Jaaved Jaffrey and Shreyas Talpade dress up in girl clothes for a two-hour comedy that yields about ten minutes of good laughs.
JUN 21, 2009 – WHEN A FILM ADVERTISED AS A RIB-TICKLER opens with the unfortunate image of three grown men tumbling off bunker beds and landing on top of one another, and when the director (Paritosh Painter) is so lazy, he won’t even bother to stage the expected payoff shot comprising of much groaning and groin-clutching, you heave a weary sigh and hunker down in your seat. This, you know, will be a dispiriting addition to the ever-increasing number of films crafted apparently for the express purpose of giving its starlet-heroines some quick-and-easy pocket money, so they can buy those fancy bags for red-carpet appearances at the ever-increasing number of awards shows. (The beneficiaries, here, include Celina Jaitley, Neha Dhupia, Riya Sen and Sayali Bhagat, who are paired off with the almost-as-nondescript Shreyas Talpade, Jaaved Jaffrey, Ashish Chowdhry and Vatsal Sheth.)
Over the course of a plot that charts the travails of the protagonists as they attempt to locate PG digs in Bangkok, Painter throws at us much by way of wincingly misguided humour. And when a suitable accommodation is located, there’s a catch: the landlords (Johny Lever and Delnaaz Paul, who attempts to amuse us by referring to “aam aadmi” as “mango man”) will only let the room out to couples, and hence the contrivance of Talpade and Jaffrey posing as women (or rather, in the case of the latter, RuPaul’s estranged half-Indian stepsister). It’s a toss-up as to which is intended as the pinnacle of dazzling wit, the throwaway shots of the house (where this con is being perpetrated) bearing the address-plate “Plot No. 420,” or the revelation that the men-in-drag have named themselves Karisma and Kareena.
There’s, to be fair, the occasional gag that evokes a grudging laugh – especially if, like me, you’re a fan of low-comedy or farce – but through the long stretches of tedium in between, I was free to ponder about the niggardly treatment we mete out to comedy in our film culture. This is a rich premise, and it could have yielded a profitable couple of hours of brain-dead entertainment – but thanks to the ineptness of the staging, it all adds up to little more than a lost opportunity. When are we going to realise that it’s not just the heavy-duty dramas that require talent, in front of the camera as well as behind, but also – and perhaps more so – the comedies? Why do we, for the most part, relegate the latter to low-budget quickie productions cooked up, apparently, on the shooting spot, and featuring the cheapest available cast?
It’s bad enough that you’re staging a climax that attempts to recreate the ink-black delirium of the final moments of Jaane Bhi Do Yaaro – with a play-in-progress disrupted and systematically dismantled – but when you need an actor to spoof Amitabh Bachchan’s posturings in Shahenshah, is Ashish Chowdhry all you can scrounge up?

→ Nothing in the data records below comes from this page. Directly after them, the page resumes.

PR #4242, opened 2025-04-16
Fix distributed array creation and sorting issues

### LINKED ISSUE #4233: `makeDistArray` can return a non-distributed array
**Describe the bug**
`makeDistArray` has overloads which accepts a domain, and do not check if the domain is distributed. Therefore the array we get from `makeDistArray` can be non-distributed. Which can lead to surprising behavior and bad performance.

See https://github.com/Bears-R-Us/arkouda/blob/0a7850ba78eff2302994438d7e47a61c0d63101f/src/SymArrayDmap.chpl#L94-L119 for the source code of `makeDistArray`.

**Proposed Solution**

My recommendation here is that we should modify these overloads to check if `D` is distributed and if it isn't, call `makeDistDom` to get a distributed domain instead.

**Is this a Blocking Issue**
- Are there any known work-arounds? No

ShreyasKhandekar:
Ensure `makeDistArray` consistently creates distributed arrays and update sorting implementations to utilize the new `makeDistArray`. 
Address build issues caused by the previous sorting method by refactoring the sorting logic into a dedicated module.

Closes #4233

### DIFF
--- a/src/MultiTypeSymbolTable.chpl
+++ b/src/MultiTypeSymbolTable.chpl
@@ -20,7 +20,7 @@ module MultiTypeSymbolTable
 
     private config const logLevel = ServerConfig.logLevel;
     private config const logChannel = ServerConfig.logChannel;
-    const mtLogger : owned Logger = new Logger(logLevel, logChannel);
+    const mtLogger = new Logger(logLevel, logChannel);
 
     /* symbol table */
     class SymTab
--- a/src/MultiTypeSymbolTable.chpl
+++ b/src/MultiTypeSymbolTable.chpl
@@ -20,7 +20,7 @@ module MultiTypeSymbolTable
 
     private config const logLevel = ServerConfig.logLevel;
     private config const logChannel = ServerConfig.logChannel;
-    const mtLogger = new Logger(logLevel, logChannel);
+    const mtLogger : owned Logger = new Logger(logLevel, logChannel);
 
     /* symbol table */
     class SymTab
--- a/src/SymArrayDmap.chpl
+++ b/src/SymArrayDmap.chpl
@@ -92,27 +92,39 @@ module SymArrayDmap {
     }
 
     proc makeDistArray(D: domain(?), type etype) throws
-      where D.rank == 1
+      where MyDmap != Dmap.defaultRectangular && D.isDefaultRectangular()
+    {
+      return makeDistArray(makeDistDom(D), etype);
+    }
+
+    proc makeDistArray(D: domain(?), type etype) throws
+      where D.rank == 1 && (MyDmap == Dmap.defaultRectangular || !D.isDefaultRectangular())
     {
       var res = D.tryCreateArray(etype);
       return res;
     }
 
     proc makeDistArray(D: domain(?), type etype) throws
-      where D.rank > 1
+      where D.rank > 1 && (MyDmap == Dmap.defaultRectangular || !D.isDefaultRectangular())
     {
       var res: [D] etype;
       return res;
     }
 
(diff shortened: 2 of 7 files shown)


src/MultiTypeSymbolTable.chpl
```diff
@@ -20,7 +20,7 @@ module MultiTypeSymbolTable
 
     private config const logLevel = ServerConfig.logLevel;
     private config const logChannel = ServerConfig.logChannel;
-    const mtLogger = new Logger(logLevel, logChannel);
+    const mtLogger : owned Logger = new Logger(logLevel, logChannel);
```
e-kayrakli, line 23: IIRC, this was an earlier attempt to solve the issue. If that's the case, I have a mild preference for reverting this.

src/SymArrayDmap.chpl
```diff
@@ -92,27 +92,39 @@ module SymArrayDmap {
...
+    proc makeDistArray(D: domain(?), type etype) throws
+      where D.rank == 1 && (MyDmap == Dmap.defaultRectangular || !D.isDefaultRectangular())
     {
       var res = D.tryCreateArray(etype);
       return res;
     }
 
     proc makeDistArray(D: domain(?), type etype) throws
-      where D.rank > 1
+      where D.rank > 1 && (MyDmap == Dmap.defaultRectangular || !D.isDefaultRectangular())
```
e-kayrakli, line 108: This is the only case that gave me a pause. If I am not mistaken, this is for when:

- the server is configured to use local arrays
- and the domain on which we are supposed to create an array is distributed

And on this branch, it looks like that would result in this function returning a distributed array.

If that's the case my reflex is to return a local array here, as I would think that the server's configuration is what matters in terms of the behavior of `makeDistArray`. What do you think?

src/SymArrayDmap.chpl
```diff
@@ -92,27 +92,39 @@ module SymArrayDmap {
...
     proc makeDistArray(D: domain(?), initExpr: ?t) throws
-      where D.rank == 1
+      where D.rank == 1 && (MyDmap == Dmap.defaultRectangular || !D.isDefaultRectangular())
     {
       return D.tryCreateArray(t, initExpr);
     }
 
     proc makeDistArray(D: domain(?), initExpr: ?t) throws
-      where D.rank > 1
+      where D.rank > 1 && (MyDmap == Dmap.defaultRectangular || !D.isDefaultRectangular())
```
e-kayrakli, line 127: Note that this is the same case as above and I think it is obvious that whatever we decide on, the behavior should be consistent between these two.

src/SymArrayDmap.chpl
ShreyasKhandekar: I see your point, I had the same thought when implementing this, but I decided to match the behavior for other overloads of `makeDistArray` which have the same behavior:

https://github.com/Bears-R-Us/arkouda/blob/a723f6f78fc2057cb3dba811e6027b5439271338/src/SymArrayDmap.chpl#L80-L86

If we change this here, we should also change the behavior in other overloads.

At the same time, I don't know if it's really a problem. The problem would be if someone creates the "first" distributed domain/array on the server without regard for the configuration being multi-locale or not. 
This is just a secondary way to make arrays and domains, using other existing domains. So it's not a problem by itself, and in any case, this overload should be kept to cover all the cases of the `where` clauses.

e-kayrakli: https://github.com/Bears-R-Us/arkouda/issues/4243

e-kayrakli (approved):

The only performer who wiggles out unscathed is Shreyas Talpade. When pursued by the lisping gangster played by Chunkey Pandey – who mouths “Lonnie” when he really means “Ronnie,” so you know he’s up to no good when he smacks his lips and announces he’s going to launch into a “lape” – a hysterical Talpade (in drag) wrings big laughs out of old-Bollywood constructs such as “abla nari” and “hawas ke pujari.” Like Riteish Deshmukh, he’s an affably lightweight presence who blends perfectly into an ensemble, and he throws himself into these proceedings with an earnestness that’s at once endearing and entertaining. He is, in short, everything this film isn’t.